## EXERCISE DIRECTIONS
Go line by line through the records below. Copy whichever lines contain the string "this".

- - - - - - -

PR #7055, opened 2023-01-05
[opt] Automatically identify allocas to scalarize

strongoier:
Issue: #2590

### Brief Summary

Previously `ScalarizePointers` (which is for allocas) takes place only when `dynamic_index=False`. In this PR, we automatically identify those allocas only indexed with constants and get them scalarized, and let the remaining allocas go through the code path for dynamic indexing. In this way, we make old user programs behave the same regardless of the `dynamic_index` option, and provide dynamic indexing support for new user programs at the same time.

### DIFF
--- a/taichi/transforms/scalarize.cpp
+++ b/taichi/transforms/scalarize.cpp
@@ -573,7 +573,10 @@ class ScalarizeLocalPointers : public BasicStmtVisitor {
   // { original_alloca_stmt : [scalarized_alloca_stmt0, ...] }
   std::unordered_map<Stmt *, std::vector<Stmt *>> scalarized_local_tensor_map_;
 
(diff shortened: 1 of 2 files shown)


lin-hitonami (commented):
Should this pass be placed after a simplify pass? IIUC the offset may be optimized to a constant after constant folding.

strongoier:
> Should this pass be placed after a simplify pass? IIUC the offset may be optimized to a constant after constant folding.

Currently `scalarize()` has to be placed before any other pass :-( The current version ensures the behavior is the same as before (no optimized constants are considered), but in the future `scalarize()` will be postponed and able to use those optimized constants.

lin-hitonami (approved):
LGTM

- - - - - - -

## WRITTEN ANSWER
Previously `ScalarizePointers` (which is for allocas) takes place only when `dynamic_index=False`. In this PR, we automatically identify those allocas only indexed with constants and get them scalarized, and let the remaining allocas go through the code path for dynamic indexing. In this way, we make old user programs behave the same regardless of the `dynamic_index` option, and provide dynamic indexing support for new user programs at the same time.
Should this pass be placed after a simplify pass? IIUC the offset may be optimized to a constant after constant folding.
> Should this pass be placed after a simplify pass? IIUC the offset may be optimized to a constant after constant folding.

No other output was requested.